PR #199, opened 2026-07-21
fix(formats): decode legacy ANSI KML/GPX as Windows-1252 when not valid UTF-8

### LINKED ISSUE #198: KML/GPX Garble formats: umlauts become mojibake for ANSI files under JRE 21 (3.4→3.5 regression)
# KML/GPX Garble formats: umlauts turn to mojibake for ANSI files under JRE 21 (3.4→3.5 regression)

## Summary
Users with hand-written KML POI files saved in Windows ANSI (Windows-1252), **without** an XML encoding declaration and **without** a BOM, see umlauts/diacritics as garbage (`Gr�n Stra�e`) starting with 3.5. Up to 3.4 the same files read correctly. Reported by a long-time user.

## Root cause (reproduced and proven)
Such a file is not valid UTF-8, so the **normal** `Kml22Format` path (`Unmarshaller.unmarshal(InputStream)` → XML parser assumes UTF-8) throws. RouteConverter then falls back to the salvage format **`GarbleKml22Format`**, whose `read()` does:

```java
try (InputStreamReader reader = new InputStreamReader(source)) {   // NO explicit charset
    KmlType kmlType = unmarshal22(reader);
```
`navigation-formats/.../kml/GarbleKml22Format.java:50`

`new InputStreamReader(source)` with no charset uses the **JVM default charset**. **JEP 400** changed that default to **UTF-8 in JDK 18+**; on JDK ≤17 it was the platform default (Windows-1252 on a German Windows). RouteConverter 3.4→3.5 bumped the bundled JRE **17 → 21** (`b98227f8a`), flipping the default. Result: the ANSI bytes are decoded as UTF-8, high bytes become U+FFFD → mojibake. In 3.4 (JRE 17) the same reader used Windows-1252 and read correctly.

**Proof (same jars, JDK 21, only the default charset varied):**
```
-Dfile.encoding=UTF-8         → name=[Gr�n � � � Stra�e]   (U+FFFD, matches the report)
-Dfile.encoding=windows-1252  → name=[Grün Ö Ä ß Straße]   (correct — the JRE-17 behavior)
```
Hypotheses ruled out along the way: the javax→jakarta migration (was at 3.1~25, before 3.4); a StAX-level difference between JDK 17 and 21 (identical). The decisive factor is `InputStreamReader`'s default charset, not XML autodetection.

## Fix (implemented + verified)
The charset-less readers must not depend on the JVM default. Naming a fixed charset would only trade one platform bias for another (hard-coding Windows-1252 breaks genuine UTF-8 on macOS/Linux; `native.encoding` re-inherits the old locale lottery and isn't reproducible in tests). Instead, decode **deterministically**: try strict UTF-8, and fall back to Windows-1252 only when the bytes are not valid UTF-8. This reads real UTF-8 correctly *and* salvages legacy Western-ANSI files correctly on every OS, independent of locale.

Shared helper in `common` `InputOutput`:
```java
public static Reader readAsReaderPreferringUtf8(InputStream input) throws IOException {
    byte[] bytes = readBytes(input);
    return new StringReader(new String(bytes, isValidUtf8(bytes) ? UTF_8 : WINDOWS_1252));
}
```
All charset-less XML salvage readers route through it (6): `kml/GarbleKml22Format`, `kml/GarbleKml21Format`, `kml/GarbleKml22BetaFormat`, `gpx/GarbleGpx10Format`, `gpx/GarbleGpx11Format`, `viamichelin/ViaMichelinFormat`. (`kml/GarbleKml21LittleEndianFormat` already passes `UTF_16LE`; `csv/CsvFormat` and `base/TextNavigationFormat` already pass an explicit charset.)

Verified on a default-UTF-8 JVM (JDK 21): the ANSI fixture now reads `Grün Ö Ä ß Straße` (no replacement char), real UTF-8 stays correct, and a `windows-1252`-declared file stays correct. Unit tests added in `InputOutputTest` cover the UTF-8 branch, the Windows-1252 fallback branch, and ASCII (`common` build green, 11/11).

Non-Western ANSI (e.g. Greek Cp1253) is still not recovered — those never worked cross-platform and are out of scope for a Western-umlaut regression.

## Workaround (already given to reporter)
Add to the first line of the KML file: `<?xml version="1.0" encoding="windows-1252"?>` (or `ISO-8859-1`). Then the file parses via the normal path and umlauts read correctly; no UTF-8 conversion needed. Confirmed against the current build.

## Acceptance
- ANSI KML with umlauts, no prolog/BOM → reads correctly on JRE 21 (regression fixed).
- UTF-8 KML (with/without declaration) → unchanged.
- KML declaring `encoding="windows-1252"`/`ISO-8859-1` → honored (already works).
- Test fixtures for all three cases in `navigation-formats` (the three used to verify are in the issue thread).

cpesch:
Fixes #198

## Problem
Hand-written KML/GPX POI files saved in Windows ANSI (Windows-1252) with no XML encoding declaration and no BOM show umlauts as `Gr�n Stra�e` since 3.5; they read correctly up to 3.4.

## Root cause (reproduced)
Such a file is not valid UTF-8, so the normal `Kml22Format` parse (`unmarshal(InputStream)` → XML parser assumes UTF-8) throws, and RouteConverter falls back to the salvage format `GarbleKml22Format`. That reader used `new InputStreamReader(source)` **with no explicit charset** → the JVM default. **JEP 400** made the JVM default UTF-8 in JDK 18+, and 3.4→3.5 bumped the bundled JRE **17 → 21**, so the ANSI bytes now decode as UTF-8 → U+FFFD. Proven: same jars, JDK 21, only the default charset varied — `file.encoding=UTF-8` → mojibake, `windows-1252` → correct.

## Fix
Decode **deterministically**, independent of the platform default charset: try strict UTF-8, fall back to Windows-1252 only when the bytes aren't valid UTF-8. A fixed charset would just trade one platform bias for another (hard-coded 1252 breaks genuine UTF-8 on macOS/Linux; `native.encoding` re-inherits the old locale lottery and isn't test-reproducible). This reads real UTF-8 *and* salvages legacy Western-ANSI files identically on every OS.

New shared helper `InputOutput.readAsReaderPreferringUtf8(InputStream)`; all charset-less XML salvage readers route through it: `GarbleKml22Format`, `GarbleKml21Format`, `GarbleKml22BetaFormat`, `GarbleGpx10Format`, `GarbleGpx11Format`, `ViaMichelinFormat`. (`GarbleKml21LittleEndianFormat` already uses `UTF_16LE`; `CsvFormat`/`TextNavigationFormat` already pass an explicit charset.)

## Verification
- On a default-UTF-8 JVM (JDK 21): ANSI KML now reads `Grün Ö Ä ß Straße` (no replacement char); genuine UTF-8 and `windows-1252`-declared files stay correct.
- Unit tests added in `InputOutputTest` for the UTF-8 branch, the Windows-1252 fallback branch, and ASCII — `common` build green (11/11).

## Notes
- User-facing workaround for existing files (no upgrade needed): add `<?xml version="1.0" encoding="windows-1252"?>` as the first line.
- Out of scope: non-Western ANSI code pages (e.g. Greek Cp1253) — never worked cross-platform.

### DIFF
--- a/common/src/main/java/slash/common/io/InputOutput.java
+++ b/common/src/main/java/slash/common/io/InputOutput.java
@@ -21,8 +21,13 @@
 package slash.common.io;
 
 import java.io.*;
+import java.nio.ByteBuffer;
+import java.nio.charset.CharacterCodingException;
+import java.nio.charset.Charset;
+import java.nio.charset.CodingErrorAction;
 import java.nio.charset.StandardCharsets;
 
+import static java.nio.charset.CodingErrorAction.REPORT;
 import static java.nio.charset.StandardCharsets.UTF_8;
 import static org.apache.commons.io.IOUtils.copyLarge;
 
@@ -55,5 +60,27 @@ public class InputOutput {
 
     public static String readFileToString(File file) throws IOException {
         return new String(readBytes(new FileInputStream(file)), UTF_8);
+    }
+
+    private static final Charset WINDOWS_1252 = Charset.forName("windows-1252");
+
+    /**
+     * Returns a {@link Reader} for legacy/garbled XML that carries no encoding declaration: decodes as
+     * UTF-8 when the bytes are valid UTF-8, otherwise falls back to Windows-1252 (the common legacy code
+     * page). Deterministic and independent of the platform default charset, which changed to UTF-8 in
+     * JDK 18 (JEP 400) and previously made this depend on the host locale.
+     */
+    public static Reader readAsReaderPreferringUtf8(InputStream input) throws IOException {
+        byte[] bytes = readBytes(input);
+        return new StringReader(new String(bytes, isValidUtf8(bytes) ? UTF_8 : WINDOWS_1252));
+    }
+
+    private static boolean isValidUtf8(byte[] bytes) {
+        try {
+            UTF_8.newDecoder().onMalformedInput(REPORT).onUnmappableCharacter(REPORT).decode(ByteBuffer.wrap(bytes));
+            return true;
+        } catch (CharacterCodingException e) {
+            return false;
+        }
     }
 }
--- a/common/src/main/java/slash/common/io/InputOutput.java
+++ b/common/src/main/java/slash/common/io/InputOutput.java
@@ -24,8 +24,6 @@ import java.io.*;
 import java.nio.ByteBuffer;
 import java.nio.charset.CharacterCodingException;
 import java.nio.charset.Charset;
-import java.nio.charset.CodingErrorAction;
-import java.nio.charset.StandardCharsets;
 
 import static java.nio.charset.CodingErrorAction.REPORT;
 import static java.nio.charset.StandardCharsets.UTF_8;
--- a/common/src/test/java/slash/common/io/InputOutputTest.java
+++ b/common/src/test/java/slash/common/io/InputOutputTest.java
@@ -25,6 +25,7 @@ import org.junit.Test;
 import org.junit.rules.TemporaryFolder;
 
 import java.io.*;
+import java.nio.charset.Charset;
 import java.nio.charset.StandardCharsets;
 
 import static org.junit.Assert.*;
@@ -106,6 +107,34 @@ public class InputOutputTest {
         }
         String result = InputOutput.readFileToString(file);
         assertEquals(content, result);
+    }
+
+    private static String toString(Reader reader) throws IOException {
+        StringWriter writer = new StringWriter();
+        InputOutput.copyAndClose(reader, writer);
+        return writer.toString();
+    }
+
+    @Test
+    public void testReadAsReaderPreferringUtf8DecodesUtf8() throws IOException {
+        String text = "Grün Ö Ä ß Straße";
+        Reader reader = InputOutput.readAsReaderPreferringUtf8(new ByteArrayInputStream(text.getBytes(StandardCharsets.UTF_8)));
+        assertEquals(text, toString(reader));
+    }
+
+    @Test
+    public void testReadAsReaderPreferringUtf8FallsBackToWindows1252() throws IOException {
+        String text = "Grün Ö Ä ß Straße";
+        byte[] ansi = text.getBytes(Charset.forName("windows-1252")); // not valid UTF-8
+        Reader reader = InputOutput.readAsReaderPreferringUtf8(new ByteArrayInputStream(ansi));
+        assertEquals(text, toString(reader));
+    }
+
+    @Test
+    public void testReadAsReaderPreferringUtf8PlainAscii() throws IOException {
+        String text = "plain ascii 123";
+        Reader reader = InputOutput.readAsReaderPreferringUtf8(new ByteArrayInputStream(text.getBytes(StandardCharsets.US_ASCII)));
+        assertEquals(text, toString(reader));
     }
 }
 
--- a/navigation-formats/src/main/java/slash/navigation/csv/CsvFormat.java
+++ b/navigation-formats/src/main/java/slash/navigation/csv/CsvFormat.java
@@ -31,11 +31,11 @@ import slash.navigation.common.NavigationPosition;
 
 import java.io.*;
 import java.util.*;
-import java.util.logging.Logger;
 
 import static java.lang.String.format;
 import static java.util.Arrays.asList;
 import static java.util.Arrays.sort;
+import static slash.common.io.InputOutput.readAsReaderPreferringUtf8;
 import static slash.common.io.Transfer.*;
 
 /**
@@ -45,7 +45,6 @@ import static slash.common.io.Transfer.*;
  */
 
 public abstract class CsvFormat extends BaseNavigationFormat<CsvRoute> {
-    private static final Logger log = Logger.getLogger(CsvFormat.class.getName());
 
     public String getExtension() {
         return ".csv";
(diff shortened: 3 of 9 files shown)


cpesch (commented):

Well-scoped, well-tested fix: a shared UTF-8-with-Windows-1252-fallback reader replaces bare `InputStreamReader` in six charset-less salvage/Garble format readers, addressing the JEP 400 default-charset regression cleanly. Only one minor nit found; no blockers, no convention-check hits.

### common/src/main/java/slash/common/io/InputOutput.java
- **nit** [style] line 27 — `CodingErrorAction` is imported directly but never referenced by its qualified name — only the static import of `REPORT` is used, making this import dead.
```suggestion
import java.nio.charset.StandardCharsets;
```

---

cpesch:
🤖 Patcher pushed a fix to `fix/garble-charset-utf8-fallback`.

cpesch:

Solid, well-tested fix for the JEP-400 charset regression with a clear root-cause writeup, but the refactor changes stream-closing semantics: the new `readAsReaderPreferringUtf8()` helper buffers the InputStream into a String/StringReader, so the try-with-resources in all six call sites no longer closes the original source stream the way the replaced `InputStreamReader` did — worth confirming/fixing before merge.

### common/src/main/java/slash/common/io/InputOutput.java

- **major** [correctness] line 72 — `readAsReaderPreferringUtf8()` reads the InputStream fully via `readBytes(input)` and returns a `StringReader` wrapping the resulting String. Unlike the replaced `new InputStreamReader(source)` (whose `close()` cascaded to `source.close()`), the try-with-resources in each of the six call sites (`GarbleKml21/22/22Beta`, `GarbleGpx10/11`, `ViaMichelinFormat`) now only closes the `StringReader`, which is a no-op — the original `source` stream is left unclosed unless `InputOutput.readBytes()` closes its input parameter internally. Please confirm `readBytes()` closes the stream, or close it explicitly here, to avoid a handle leak on every garbled-format parse attempt.
```suggestion
    public static Reader readAsReaderPreferringUtf8(InputStream input) throws IOException {
        byte[] bytes;
        try (InputStream in = input) {
            bytes = readBytes(in);
        }
        return new StringReader(new String(bytes, isValidUtf8(bytes) ? UTF_8 : WINDOWS_1252));
    }
```
- **nit** [style] line 72 — This now fully materializes the file into a `byte[]` and decodes it twice (once to validate UTF-8, once to build the String) instead of streaming through a Reader. Fine for hand-written POI files but worth a one-line comment noting the trade-off if very large garbled inputs are ever expected.

---

cpesch (commented):
## Verdict: approve · confidence 0.92

Deterministic UTF-8-then-Windows-1252 fallback for charset-less XML salvage readers, centralized in the shared `readAsReaderPreferringUtf8` helper and covered by unit tests (UTF-8, Windows-1252 fallback, ASCII). This is the second review pass (prior patch round 1); the fix is sound and merge-ready — no blocker or major findings remain.

---

cpesch:
Folded in an additional commit extending the same helper to CSV:

- `refactor(csv)`: `CsvFormat` now decodes via `InputOutput.readAsReaderPreferringUtf8` instead of its bespoke UTF-8→ISO-8859-1 two-pass (`mark`/`available`/`reset` + the `isIsoLatin1ButReadWithUtf8` garbage heuristic). Same result for UTF-8 and legacy ANSI CSV, deterministically; the per-format garbage check is now redundant and removed. (`Transfer.isIsoLatin1ButReadWithUtf8` stays — TomTom still references it.)

Also investigated **TomTom .itn** and **TextNavigationFormat** as further candidates, and deliberately left both alone:
- **TextNavigationFormat**: its `read(InputStream)` default (ISO-8859-1) is shared by the whole line-based family; flipping it would change reading *and* format detection broadly. Out of scope here.
- **TomTom .itn**: already reads both encodings correctly today — the TomTom5 (ISO) / TomTom9.5 (UTF-8, garble-reject) pair handles it. Verified: a UTF-8 .itn reads as "Tom Tom 9.5" and an ANSI .itn as "Tom Tom 5", both with intact umlauts. Applying the helper there would add no fault-tolerance and could flip the detected format label (hence the write-back encoding), so it was not changed.

Tests: `common` 11/11 (incl. new `InputOutputTest` cases), `navigation-formats` CSV + TomTom incl. read/write round-trips all green.

cpesch:

**Reason:** agentic run made no working-tree change. Model summary: Working tree is clean and my verification confirms the maintainer's requested change is already fully implemented on this branch — I'm making no edits.

No changes needed: CSV refactor already committed and verified correct

The feedback describes work that is already present in this checkout's history:

- `6aaeaf967` added the shared `InputOutput.readAsReaderPreferringUtf8(InputStream)` helper and routed the six charset-less XML "Garble" readers (`GarbleKml22Format`, `GarbleKml21Format`, `GarbleKml22BetaFormat`, `GarbleGpx10Format`, `GarbleGpx11Format`, `ViaMichelinFormat`) through it.
- `9ffb11dfe` (an earlier, mis-labeled automated commit) removed two now-unused imports (`CodingErrorAction`, `StandardCharsets`) that the first commit had left dangling in `InputOutput.java`.
- `387b5ffa2` is exactly the "additional commit extending the same helper to CSV" the feedback asks for: `CsvFormat.java` now decodes via `readAsReaderPreferringUtf8`, and the old UTF-8→ISO-8859-1 two-pass plus the `containsGarbage`/`isIsoLatin1ButReadWithUtf8` per-row heuristic were removed.

I re-verified the current working tree (not just the commit messages) via a dedicated read-only review:

- `InputOutput.java` — no unused imports/constants, `readAsReaderPreferringUtf8`/`isValidUtf8` are correct and self-contained.
- All 6 Garble/ViaMichelin readers correctly import and call the helper, no leftover default-charset `InputStreamReader` usage.
- `CsvFormat.java` is internally consistent — no dangling calls to the removed `containsGarbage` or old `read(InputStream, String, ParserContext)` signature.
- `Transfer.isIsoLatin1ButReadWithUtf8`, `UTF8_ENCODING`, `ISO_LATIN1_ENCODING` are untouched and still used by the TomTom formats, matching the feedback's explicit "TomTom stays as-is" decision.
- `InputOutputTest.java` has the three described unit tests (UTF-8, Windows-1252 fallback, ASCII).
- Repo-wide search found zero remaining bare (`new InputStreamReader(source)`, no charset) call sites and
**Confidence:** 0

Full dry-run detail on the Gitea branch `agent/patcher/dryrun-12833` (http://127.0.0.1:3000/rc/rc-meta/src/branch/agent/patcher/dryrun-12833).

### Task details
Once you reach the line containing "### LINKED ISSUE", include it and stop; until then, reproduce each line of the listing from its start exactly.

### Your solution
PR #199, opened 2026-07-21
fix(formats): decode legacy ANSI KML/GPX as Windows-1252 when not valid UTF-8

### LINKED ISSUE #198: KML/GPX Garble formats: umlauts become mojibake for ANSI files under JRE 21 (3.4→3.5 regression)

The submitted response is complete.